[Dataset entries]

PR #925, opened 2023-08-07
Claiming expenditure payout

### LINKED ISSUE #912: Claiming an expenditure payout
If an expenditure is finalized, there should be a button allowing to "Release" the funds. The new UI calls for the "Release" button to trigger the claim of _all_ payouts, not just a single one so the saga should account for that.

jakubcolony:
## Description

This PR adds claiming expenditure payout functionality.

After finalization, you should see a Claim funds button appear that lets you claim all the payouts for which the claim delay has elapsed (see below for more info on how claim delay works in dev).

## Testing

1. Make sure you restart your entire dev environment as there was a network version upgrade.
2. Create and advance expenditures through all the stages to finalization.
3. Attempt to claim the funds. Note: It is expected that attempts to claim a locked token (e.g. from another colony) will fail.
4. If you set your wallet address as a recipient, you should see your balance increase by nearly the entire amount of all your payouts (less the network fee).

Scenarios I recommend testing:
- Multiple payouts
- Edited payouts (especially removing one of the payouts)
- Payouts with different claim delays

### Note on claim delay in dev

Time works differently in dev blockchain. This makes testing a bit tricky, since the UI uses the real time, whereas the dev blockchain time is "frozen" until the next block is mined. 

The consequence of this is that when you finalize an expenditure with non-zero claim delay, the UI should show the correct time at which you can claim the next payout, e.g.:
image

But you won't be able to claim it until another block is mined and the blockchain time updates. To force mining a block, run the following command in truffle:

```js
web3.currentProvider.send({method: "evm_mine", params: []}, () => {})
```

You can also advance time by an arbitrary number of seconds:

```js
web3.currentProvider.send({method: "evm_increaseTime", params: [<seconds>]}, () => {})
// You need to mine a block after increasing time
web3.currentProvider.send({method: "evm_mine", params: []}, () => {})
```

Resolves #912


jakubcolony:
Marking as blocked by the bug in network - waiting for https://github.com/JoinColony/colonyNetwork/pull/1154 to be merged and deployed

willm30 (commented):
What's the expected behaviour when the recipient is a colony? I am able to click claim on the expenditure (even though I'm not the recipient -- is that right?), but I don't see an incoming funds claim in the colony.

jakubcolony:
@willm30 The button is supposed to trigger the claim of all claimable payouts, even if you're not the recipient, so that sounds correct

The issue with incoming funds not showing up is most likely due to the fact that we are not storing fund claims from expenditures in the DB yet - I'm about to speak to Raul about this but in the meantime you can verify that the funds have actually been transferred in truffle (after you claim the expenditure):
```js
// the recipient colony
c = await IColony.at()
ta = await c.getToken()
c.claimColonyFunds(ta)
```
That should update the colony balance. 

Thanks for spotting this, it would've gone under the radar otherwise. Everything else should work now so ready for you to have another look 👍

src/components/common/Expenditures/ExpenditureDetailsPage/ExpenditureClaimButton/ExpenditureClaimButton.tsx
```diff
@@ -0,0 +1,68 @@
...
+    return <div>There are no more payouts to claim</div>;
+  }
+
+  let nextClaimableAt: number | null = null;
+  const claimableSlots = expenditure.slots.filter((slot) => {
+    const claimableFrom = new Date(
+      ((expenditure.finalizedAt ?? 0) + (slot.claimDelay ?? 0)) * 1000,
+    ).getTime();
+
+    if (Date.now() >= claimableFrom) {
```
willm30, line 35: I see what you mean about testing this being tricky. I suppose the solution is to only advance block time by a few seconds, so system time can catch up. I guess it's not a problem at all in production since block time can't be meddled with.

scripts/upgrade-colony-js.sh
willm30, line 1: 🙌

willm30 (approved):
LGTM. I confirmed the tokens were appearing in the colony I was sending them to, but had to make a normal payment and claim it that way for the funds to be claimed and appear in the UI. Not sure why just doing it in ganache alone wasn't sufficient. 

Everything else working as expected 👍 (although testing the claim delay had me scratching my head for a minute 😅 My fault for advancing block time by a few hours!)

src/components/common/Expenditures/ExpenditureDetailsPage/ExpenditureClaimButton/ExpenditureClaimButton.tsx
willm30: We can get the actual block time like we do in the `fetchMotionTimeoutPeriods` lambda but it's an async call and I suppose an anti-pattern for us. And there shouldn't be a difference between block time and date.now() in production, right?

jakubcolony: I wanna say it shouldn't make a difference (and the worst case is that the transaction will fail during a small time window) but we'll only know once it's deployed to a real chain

...

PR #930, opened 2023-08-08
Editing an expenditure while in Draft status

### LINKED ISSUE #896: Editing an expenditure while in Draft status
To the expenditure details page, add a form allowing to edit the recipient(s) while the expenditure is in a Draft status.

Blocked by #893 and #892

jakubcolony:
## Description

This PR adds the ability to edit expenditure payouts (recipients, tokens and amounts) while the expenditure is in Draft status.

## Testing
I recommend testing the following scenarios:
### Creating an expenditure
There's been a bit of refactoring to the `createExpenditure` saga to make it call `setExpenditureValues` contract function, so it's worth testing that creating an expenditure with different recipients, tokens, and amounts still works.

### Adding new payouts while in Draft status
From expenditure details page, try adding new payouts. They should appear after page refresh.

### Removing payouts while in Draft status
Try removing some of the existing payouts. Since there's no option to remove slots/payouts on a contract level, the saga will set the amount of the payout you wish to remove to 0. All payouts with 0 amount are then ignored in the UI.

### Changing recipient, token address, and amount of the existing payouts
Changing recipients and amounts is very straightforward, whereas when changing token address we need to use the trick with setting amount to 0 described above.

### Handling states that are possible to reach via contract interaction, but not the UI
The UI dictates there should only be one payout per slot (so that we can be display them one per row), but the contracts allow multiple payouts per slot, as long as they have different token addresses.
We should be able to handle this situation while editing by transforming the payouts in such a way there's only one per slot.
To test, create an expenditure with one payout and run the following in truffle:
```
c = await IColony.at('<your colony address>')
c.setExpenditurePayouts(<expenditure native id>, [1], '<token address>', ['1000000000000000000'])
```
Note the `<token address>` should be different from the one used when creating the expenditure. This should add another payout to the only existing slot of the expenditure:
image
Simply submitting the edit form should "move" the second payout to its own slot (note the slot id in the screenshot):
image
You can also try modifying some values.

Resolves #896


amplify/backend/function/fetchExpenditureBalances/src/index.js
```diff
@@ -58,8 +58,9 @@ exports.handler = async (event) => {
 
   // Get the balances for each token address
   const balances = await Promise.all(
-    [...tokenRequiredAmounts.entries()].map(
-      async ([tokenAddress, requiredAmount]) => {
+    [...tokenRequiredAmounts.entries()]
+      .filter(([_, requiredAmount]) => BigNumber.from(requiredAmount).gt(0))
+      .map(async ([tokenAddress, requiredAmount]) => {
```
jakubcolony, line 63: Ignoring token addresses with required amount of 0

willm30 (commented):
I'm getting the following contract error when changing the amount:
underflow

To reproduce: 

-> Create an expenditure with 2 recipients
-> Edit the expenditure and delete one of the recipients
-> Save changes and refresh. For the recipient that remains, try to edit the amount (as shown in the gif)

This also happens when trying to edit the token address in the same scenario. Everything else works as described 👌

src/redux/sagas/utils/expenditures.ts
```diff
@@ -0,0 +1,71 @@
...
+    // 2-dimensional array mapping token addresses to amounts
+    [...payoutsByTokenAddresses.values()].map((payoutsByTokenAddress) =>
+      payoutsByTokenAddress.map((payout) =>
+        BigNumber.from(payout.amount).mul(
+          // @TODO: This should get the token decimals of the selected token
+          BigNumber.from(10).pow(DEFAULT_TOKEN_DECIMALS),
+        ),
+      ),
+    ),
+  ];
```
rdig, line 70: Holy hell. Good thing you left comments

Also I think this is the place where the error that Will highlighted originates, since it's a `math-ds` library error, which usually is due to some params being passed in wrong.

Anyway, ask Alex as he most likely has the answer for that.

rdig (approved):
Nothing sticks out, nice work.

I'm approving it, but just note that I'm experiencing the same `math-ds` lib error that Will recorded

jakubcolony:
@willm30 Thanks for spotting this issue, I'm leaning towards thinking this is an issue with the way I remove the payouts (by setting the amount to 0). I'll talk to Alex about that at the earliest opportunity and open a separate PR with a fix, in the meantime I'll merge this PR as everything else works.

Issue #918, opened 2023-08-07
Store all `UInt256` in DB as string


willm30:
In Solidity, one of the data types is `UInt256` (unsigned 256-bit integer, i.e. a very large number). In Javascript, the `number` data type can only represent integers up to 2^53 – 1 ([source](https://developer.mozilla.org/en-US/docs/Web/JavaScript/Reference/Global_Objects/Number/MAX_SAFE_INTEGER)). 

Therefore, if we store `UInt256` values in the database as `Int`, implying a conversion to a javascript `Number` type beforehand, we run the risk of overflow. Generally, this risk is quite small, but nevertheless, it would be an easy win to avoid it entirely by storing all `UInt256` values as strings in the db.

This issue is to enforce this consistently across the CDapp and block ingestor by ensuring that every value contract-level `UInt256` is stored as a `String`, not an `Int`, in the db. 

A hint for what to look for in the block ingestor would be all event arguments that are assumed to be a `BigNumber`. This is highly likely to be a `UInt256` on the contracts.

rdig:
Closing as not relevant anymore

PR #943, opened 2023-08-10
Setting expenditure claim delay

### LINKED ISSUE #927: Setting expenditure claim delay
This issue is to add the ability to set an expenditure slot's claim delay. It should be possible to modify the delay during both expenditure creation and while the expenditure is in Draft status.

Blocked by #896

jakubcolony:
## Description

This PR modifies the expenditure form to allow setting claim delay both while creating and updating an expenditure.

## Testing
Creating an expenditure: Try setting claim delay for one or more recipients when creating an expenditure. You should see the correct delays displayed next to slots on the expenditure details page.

--

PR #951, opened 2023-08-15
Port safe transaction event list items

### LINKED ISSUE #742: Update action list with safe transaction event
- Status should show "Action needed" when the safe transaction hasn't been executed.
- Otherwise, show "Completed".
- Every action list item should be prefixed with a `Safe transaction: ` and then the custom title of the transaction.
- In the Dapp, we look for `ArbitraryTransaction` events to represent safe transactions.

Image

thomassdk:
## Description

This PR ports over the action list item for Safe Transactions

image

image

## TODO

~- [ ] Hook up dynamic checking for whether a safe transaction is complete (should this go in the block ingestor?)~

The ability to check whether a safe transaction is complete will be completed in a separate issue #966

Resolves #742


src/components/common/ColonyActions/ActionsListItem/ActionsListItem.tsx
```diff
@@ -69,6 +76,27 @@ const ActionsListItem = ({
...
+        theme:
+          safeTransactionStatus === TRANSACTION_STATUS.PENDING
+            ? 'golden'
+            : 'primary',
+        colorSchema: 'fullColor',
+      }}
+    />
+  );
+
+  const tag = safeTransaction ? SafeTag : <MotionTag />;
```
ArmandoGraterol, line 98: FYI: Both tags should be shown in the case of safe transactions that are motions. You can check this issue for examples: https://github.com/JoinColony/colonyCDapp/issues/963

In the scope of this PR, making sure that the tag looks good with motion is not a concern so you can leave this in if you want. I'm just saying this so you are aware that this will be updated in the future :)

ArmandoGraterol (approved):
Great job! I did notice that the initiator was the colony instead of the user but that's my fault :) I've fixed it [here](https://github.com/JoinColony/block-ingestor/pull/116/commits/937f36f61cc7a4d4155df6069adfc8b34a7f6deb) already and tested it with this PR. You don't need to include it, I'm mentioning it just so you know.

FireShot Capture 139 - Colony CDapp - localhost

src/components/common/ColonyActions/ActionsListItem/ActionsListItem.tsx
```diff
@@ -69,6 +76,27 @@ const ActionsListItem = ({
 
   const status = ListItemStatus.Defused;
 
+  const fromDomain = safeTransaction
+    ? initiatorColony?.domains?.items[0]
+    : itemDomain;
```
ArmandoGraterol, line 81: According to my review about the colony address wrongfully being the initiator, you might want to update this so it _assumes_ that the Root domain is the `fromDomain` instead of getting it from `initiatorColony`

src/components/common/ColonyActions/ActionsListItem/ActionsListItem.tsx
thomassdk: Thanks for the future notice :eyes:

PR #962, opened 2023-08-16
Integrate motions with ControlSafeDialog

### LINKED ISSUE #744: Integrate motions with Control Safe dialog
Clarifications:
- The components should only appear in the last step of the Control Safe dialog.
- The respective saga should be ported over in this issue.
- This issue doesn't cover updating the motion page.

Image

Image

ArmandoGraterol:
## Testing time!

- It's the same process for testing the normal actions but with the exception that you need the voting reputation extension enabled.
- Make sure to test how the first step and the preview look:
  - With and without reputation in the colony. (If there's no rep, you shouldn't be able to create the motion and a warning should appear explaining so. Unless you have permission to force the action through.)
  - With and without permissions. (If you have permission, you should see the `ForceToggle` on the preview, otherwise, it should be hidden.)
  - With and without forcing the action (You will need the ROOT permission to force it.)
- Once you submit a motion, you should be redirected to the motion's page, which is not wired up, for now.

• How to complete this task
The answer should be a single number: how many lines in the records contain "ability".

• Output
3